### [Material shown]
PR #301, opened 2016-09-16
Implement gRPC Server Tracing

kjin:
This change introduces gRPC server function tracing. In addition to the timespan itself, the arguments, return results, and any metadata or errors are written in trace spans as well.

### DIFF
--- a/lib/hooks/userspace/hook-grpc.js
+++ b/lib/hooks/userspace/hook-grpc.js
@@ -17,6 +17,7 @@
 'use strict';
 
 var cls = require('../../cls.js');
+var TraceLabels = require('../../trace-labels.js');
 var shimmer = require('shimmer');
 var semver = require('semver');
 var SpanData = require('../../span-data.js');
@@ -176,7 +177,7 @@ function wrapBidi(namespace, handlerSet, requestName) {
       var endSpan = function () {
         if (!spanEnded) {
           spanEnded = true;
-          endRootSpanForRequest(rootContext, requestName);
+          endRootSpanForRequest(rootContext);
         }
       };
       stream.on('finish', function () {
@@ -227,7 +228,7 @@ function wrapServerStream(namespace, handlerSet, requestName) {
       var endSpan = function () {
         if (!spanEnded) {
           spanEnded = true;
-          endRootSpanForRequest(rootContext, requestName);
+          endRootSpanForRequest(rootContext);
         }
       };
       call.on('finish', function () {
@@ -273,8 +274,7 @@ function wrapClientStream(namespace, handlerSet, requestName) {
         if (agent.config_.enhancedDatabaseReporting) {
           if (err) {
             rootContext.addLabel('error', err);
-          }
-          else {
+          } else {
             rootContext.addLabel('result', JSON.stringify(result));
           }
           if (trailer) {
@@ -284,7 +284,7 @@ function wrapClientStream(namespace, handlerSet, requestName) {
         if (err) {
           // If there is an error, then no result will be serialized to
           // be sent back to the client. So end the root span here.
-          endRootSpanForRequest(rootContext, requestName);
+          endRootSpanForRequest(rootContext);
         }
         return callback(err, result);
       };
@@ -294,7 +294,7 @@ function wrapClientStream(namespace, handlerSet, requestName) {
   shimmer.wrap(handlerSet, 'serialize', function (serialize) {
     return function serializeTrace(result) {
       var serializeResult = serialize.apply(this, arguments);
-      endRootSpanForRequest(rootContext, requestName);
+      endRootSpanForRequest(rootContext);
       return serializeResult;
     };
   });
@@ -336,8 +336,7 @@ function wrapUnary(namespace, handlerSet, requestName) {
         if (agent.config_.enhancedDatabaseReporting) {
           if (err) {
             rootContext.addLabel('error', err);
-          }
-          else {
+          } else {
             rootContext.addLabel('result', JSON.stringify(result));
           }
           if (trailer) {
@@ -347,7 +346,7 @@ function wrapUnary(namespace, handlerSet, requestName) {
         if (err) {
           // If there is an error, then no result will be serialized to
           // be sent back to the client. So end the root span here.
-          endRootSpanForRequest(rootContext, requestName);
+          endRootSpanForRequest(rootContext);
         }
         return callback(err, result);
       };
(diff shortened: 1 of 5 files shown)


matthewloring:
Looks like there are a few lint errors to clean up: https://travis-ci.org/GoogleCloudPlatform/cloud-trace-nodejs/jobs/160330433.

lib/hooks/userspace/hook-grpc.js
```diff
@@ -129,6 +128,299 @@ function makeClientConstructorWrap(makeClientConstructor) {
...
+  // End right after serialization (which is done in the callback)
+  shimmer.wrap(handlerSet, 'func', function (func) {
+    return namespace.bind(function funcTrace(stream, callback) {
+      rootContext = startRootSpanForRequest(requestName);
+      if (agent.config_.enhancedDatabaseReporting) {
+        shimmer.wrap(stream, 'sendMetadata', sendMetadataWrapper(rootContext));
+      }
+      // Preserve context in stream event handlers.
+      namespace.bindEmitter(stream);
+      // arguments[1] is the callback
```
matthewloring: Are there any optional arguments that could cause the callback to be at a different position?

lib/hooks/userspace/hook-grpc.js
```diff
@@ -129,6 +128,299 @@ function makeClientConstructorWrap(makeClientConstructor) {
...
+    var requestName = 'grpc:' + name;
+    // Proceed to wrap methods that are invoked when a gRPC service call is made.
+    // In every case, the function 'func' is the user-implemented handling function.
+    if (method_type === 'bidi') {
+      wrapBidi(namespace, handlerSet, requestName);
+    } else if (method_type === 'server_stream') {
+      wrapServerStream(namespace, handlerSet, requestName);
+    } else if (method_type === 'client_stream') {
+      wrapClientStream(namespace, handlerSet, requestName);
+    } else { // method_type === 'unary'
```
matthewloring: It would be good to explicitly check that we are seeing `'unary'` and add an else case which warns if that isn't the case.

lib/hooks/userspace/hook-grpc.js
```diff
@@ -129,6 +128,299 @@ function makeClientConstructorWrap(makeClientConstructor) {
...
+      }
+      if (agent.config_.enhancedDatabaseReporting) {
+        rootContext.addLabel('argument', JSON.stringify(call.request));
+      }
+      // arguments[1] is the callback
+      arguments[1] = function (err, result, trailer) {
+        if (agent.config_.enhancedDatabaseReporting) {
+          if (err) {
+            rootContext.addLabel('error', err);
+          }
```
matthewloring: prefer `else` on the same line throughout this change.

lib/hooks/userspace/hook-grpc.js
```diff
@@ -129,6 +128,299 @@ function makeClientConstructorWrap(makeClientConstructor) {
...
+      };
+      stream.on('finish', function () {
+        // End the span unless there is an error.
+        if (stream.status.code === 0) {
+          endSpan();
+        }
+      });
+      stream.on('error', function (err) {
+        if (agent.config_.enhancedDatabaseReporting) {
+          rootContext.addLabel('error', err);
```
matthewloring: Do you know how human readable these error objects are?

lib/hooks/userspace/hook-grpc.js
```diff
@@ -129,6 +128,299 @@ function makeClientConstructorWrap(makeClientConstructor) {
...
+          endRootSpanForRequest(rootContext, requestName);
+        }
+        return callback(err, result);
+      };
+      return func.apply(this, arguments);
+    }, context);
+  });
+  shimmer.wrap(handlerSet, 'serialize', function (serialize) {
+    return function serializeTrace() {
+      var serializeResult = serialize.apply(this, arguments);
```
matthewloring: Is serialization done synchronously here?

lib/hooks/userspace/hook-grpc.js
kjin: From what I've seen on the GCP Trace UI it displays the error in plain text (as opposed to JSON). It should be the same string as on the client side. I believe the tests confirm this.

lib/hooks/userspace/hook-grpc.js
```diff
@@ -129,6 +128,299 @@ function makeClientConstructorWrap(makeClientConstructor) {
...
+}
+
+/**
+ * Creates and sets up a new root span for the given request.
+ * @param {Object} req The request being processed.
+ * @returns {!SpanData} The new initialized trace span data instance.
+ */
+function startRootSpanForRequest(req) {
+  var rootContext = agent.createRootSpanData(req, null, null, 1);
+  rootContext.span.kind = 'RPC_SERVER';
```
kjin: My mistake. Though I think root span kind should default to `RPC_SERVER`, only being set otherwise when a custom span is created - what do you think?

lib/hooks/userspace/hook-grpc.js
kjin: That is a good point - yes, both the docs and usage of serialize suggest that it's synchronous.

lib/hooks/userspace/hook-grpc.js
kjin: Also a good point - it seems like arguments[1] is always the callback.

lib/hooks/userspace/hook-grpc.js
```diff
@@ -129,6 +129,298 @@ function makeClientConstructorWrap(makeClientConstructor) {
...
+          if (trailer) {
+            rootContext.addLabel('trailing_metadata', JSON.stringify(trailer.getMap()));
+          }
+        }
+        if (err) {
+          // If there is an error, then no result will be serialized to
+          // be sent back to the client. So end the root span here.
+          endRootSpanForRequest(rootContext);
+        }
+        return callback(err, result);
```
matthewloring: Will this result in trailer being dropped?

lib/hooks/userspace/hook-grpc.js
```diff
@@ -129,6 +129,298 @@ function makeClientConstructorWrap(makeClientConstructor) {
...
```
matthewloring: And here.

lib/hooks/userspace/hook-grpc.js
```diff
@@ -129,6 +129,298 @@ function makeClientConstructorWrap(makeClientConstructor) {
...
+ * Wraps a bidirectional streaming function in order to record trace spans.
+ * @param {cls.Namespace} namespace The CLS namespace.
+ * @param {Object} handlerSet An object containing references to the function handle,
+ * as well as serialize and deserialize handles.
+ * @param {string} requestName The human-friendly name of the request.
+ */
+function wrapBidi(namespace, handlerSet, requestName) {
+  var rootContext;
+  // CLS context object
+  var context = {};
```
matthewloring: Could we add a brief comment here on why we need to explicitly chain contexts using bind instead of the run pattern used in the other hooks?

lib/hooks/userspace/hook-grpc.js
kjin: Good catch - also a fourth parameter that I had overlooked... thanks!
* * *
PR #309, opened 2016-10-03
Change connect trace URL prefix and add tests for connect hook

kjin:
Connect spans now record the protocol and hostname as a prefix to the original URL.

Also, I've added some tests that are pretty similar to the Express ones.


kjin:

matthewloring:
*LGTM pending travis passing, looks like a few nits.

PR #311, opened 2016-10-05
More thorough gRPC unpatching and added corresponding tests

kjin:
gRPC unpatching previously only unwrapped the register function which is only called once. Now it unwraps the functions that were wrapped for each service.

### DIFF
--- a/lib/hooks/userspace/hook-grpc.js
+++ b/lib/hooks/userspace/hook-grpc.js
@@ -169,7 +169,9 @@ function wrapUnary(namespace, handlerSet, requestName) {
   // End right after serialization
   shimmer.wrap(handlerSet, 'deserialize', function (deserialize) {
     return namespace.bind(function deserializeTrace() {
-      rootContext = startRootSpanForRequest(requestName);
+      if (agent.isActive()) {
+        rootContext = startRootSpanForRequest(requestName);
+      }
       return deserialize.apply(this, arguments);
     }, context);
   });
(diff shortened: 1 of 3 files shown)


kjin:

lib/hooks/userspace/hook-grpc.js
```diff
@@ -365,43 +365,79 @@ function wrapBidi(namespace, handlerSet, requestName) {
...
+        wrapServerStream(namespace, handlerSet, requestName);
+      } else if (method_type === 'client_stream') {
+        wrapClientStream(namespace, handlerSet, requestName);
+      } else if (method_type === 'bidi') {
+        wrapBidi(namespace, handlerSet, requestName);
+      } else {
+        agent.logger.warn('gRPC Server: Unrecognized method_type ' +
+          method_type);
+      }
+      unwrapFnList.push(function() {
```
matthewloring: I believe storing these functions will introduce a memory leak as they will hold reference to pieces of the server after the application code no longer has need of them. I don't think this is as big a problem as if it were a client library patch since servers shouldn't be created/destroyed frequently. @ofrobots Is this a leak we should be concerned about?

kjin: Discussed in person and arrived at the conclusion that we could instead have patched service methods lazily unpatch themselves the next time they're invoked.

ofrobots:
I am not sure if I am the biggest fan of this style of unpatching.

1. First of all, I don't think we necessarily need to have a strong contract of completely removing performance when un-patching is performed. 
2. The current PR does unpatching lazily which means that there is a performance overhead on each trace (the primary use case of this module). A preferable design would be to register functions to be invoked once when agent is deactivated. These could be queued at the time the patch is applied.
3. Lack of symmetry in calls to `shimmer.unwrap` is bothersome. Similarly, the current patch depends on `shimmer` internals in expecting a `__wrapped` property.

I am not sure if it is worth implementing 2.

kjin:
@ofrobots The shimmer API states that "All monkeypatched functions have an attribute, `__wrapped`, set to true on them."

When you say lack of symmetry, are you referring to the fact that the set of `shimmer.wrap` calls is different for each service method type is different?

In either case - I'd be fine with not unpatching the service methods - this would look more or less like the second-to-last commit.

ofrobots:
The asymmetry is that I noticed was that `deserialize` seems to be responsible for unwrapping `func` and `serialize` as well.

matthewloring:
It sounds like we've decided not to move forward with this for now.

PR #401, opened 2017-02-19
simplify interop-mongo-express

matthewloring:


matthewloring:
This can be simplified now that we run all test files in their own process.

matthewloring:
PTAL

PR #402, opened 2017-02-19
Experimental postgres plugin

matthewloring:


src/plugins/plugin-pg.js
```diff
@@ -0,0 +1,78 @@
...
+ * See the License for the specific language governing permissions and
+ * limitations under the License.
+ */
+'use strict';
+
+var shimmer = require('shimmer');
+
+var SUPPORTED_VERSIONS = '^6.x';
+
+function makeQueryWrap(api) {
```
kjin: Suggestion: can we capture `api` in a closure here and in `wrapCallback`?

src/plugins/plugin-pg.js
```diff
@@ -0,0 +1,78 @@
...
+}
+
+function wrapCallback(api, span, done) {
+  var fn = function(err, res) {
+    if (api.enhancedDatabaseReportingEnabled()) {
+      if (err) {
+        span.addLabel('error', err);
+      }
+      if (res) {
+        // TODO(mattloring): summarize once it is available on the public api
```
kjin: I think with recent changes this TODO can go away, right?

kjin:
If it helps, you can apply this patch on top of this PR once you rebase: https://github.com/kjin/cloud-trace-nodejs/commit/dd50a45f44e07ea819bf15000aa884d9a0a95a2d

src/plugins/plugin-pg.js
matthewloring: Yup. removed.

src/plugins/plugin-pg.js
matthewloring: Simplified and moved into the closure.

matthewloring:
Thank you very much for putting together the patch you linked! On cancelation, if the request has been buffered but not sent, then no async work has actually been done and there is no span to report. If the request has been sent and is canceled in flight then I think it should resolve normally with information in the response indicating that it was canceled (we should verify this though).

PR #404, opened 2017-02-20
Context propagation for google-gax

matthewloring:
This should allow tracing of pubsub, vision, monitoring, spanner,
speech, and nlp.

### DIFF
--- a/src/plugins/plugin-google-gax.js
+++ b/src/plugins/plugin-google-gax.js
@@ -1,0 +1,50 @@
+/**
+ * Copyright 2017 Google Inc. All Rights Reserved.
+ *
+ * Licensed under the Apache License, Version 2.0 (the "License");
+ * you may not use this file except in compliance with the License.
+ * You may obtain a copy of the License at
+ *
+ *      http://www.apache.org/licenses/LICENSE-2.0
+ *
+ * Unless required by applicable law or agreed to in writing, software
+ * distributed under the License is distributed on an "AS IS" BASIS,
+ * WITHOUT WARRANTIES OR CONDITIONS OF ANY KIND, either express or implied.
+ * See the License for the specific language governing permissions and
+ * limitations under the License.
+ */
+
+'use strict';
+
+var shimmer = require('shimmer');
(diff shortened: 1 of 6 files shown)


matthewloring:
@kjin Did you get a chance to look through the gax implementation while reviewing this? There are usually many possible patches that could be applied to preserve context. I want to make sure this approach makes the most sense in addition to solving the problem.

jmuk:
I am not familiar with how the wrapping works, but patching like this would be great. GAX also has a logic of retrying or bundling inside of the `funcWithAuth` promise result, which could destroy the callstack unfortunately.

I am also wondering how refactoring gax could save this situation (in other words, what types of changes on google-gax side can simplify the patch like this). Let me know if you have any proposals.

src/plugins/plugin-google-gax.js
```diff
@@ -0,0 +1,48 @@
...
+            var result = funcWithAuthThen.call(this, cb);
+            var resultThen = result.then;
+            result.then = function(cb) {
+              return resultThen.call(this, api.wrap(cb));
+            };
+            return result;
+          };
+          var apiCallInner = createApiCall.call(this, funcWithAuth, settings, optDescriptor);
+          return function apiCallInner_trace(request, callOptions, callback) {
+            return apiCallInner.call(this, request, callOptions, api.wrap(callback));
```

### [Your goal]
Each line of the listing that includes the word "finish" should be copied out.

### [Result]
       stream.on('finish', function () {
       call.on('finish', function () {
+      stream.on('finish', function () {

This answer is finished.